- [What the task asks]: Your response should consist of the full data, set down exactly.

───

PR #3019, opened 2022-09-01
[release/7.0] Redundant suppression fixes

sbomer:
Backport of https://github.com/dotnet/linker/pull/2965 and https://github.com/dotnet/linker/pull/2999.

https://github.com/dotnet/linker/pull/2999 needs to go into 7.0 to fix the issue encountered in https://github.com/dotnet/sdk/pull/27564.

I also cherry-picked https://github.com/dotnet/linker/pull/2965 because the fix depends on some factoring done in that change. This does include some unrelated changes with their own risk. @vitek-karas what do you think of this approach? Would you rather do something more targeted?

I confirmed that this backport fixes the issue encountered in the SDK PR.

### DIFF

───

- [Response area]:
PR #3019, opened 2022-09-01
[release/7.0] Redundant suppression fixes

sbomer:
Backport of https://github.com/dotnet/linker/pull/2965 and https://github.com/dotnet/linker/pull/2999.

https://github.com/dotnet/linker/pull/2999 needs to go into 7.0 to fix the issue encountered in https://github.com/dotnet/sdk/pull/27564.

I also cherry-picked https://github.com/dotnet/linker/pull/2965 because the fix depends on some factoring done in that change. This does include some unrelated changes with their own risk. @vitek-karas what do you think of this approach? Would you rather do something more targeted?

I confirmed that this backport fixes the issue encountered in the SDK PR.

### DIFF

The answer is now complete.